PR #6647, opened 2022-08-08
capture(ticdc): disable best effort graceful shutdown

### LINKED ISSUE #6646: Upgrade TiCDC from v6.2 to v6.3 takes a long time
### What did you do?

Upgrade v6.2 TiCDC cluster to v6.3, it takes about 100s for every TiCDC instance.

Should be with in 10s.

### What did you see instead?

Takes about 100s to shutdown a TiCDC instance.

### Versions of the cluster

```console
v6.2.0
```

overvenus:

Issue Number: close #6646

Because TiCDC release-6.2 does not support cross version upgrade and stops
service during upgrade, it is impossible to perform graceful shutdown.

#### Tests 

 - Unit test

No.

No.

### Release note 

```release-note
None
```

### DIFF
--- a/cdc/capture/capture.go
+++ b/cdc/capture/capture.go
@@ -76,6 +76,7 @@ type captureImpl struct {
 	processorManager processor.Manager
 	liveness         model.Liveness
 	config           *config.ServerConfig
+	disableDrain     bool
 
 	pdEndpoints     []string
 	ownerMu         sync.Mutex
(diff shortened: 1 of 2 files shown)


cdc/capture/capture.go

#####

* WHAT THE TASK ASKS *
Each line that contains the string "instance" counts once; report how many such lines the entries have, giving only the number.

* RESPONSE *
2